→ **Supplied information**:
[Start of section]

PR #5172, opened 2020-09-30
Make SygusSolver use sygus attributes directly

ajreynol:
Previously, the SmtEngine was using an interface through TheoryEngine to set user attributes to indicate that e.g. a synth-fun is associated with a given grammar.  Since SmtEngine and its members are internal now, this can simply be done directly via attributes.  This makes it so that SygusSolver does not depend on TheoryEngine nor does it require the TheoryEngine to be initialized at the time a synth-fun is created.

[End of section]

→ **What is needed**: Wherever the string "attributes" shows up in the material, copy the line that holds it.

→ **The answer**:
Make SygusSolver use sygus attributes directly
Previously, the SmtEngine was using an interface through TheoryEngine to set user attributes to indicate that e.g. a synth-fun is associated with a given grammar.  Since SmtEngine and its members are internal now, this can simply be done directly via attributes.  This makes it so that SygusSolver does not depend on TheoryEngine nor does it require the TheoryEngine to be initialized at the time a synth-fun is created.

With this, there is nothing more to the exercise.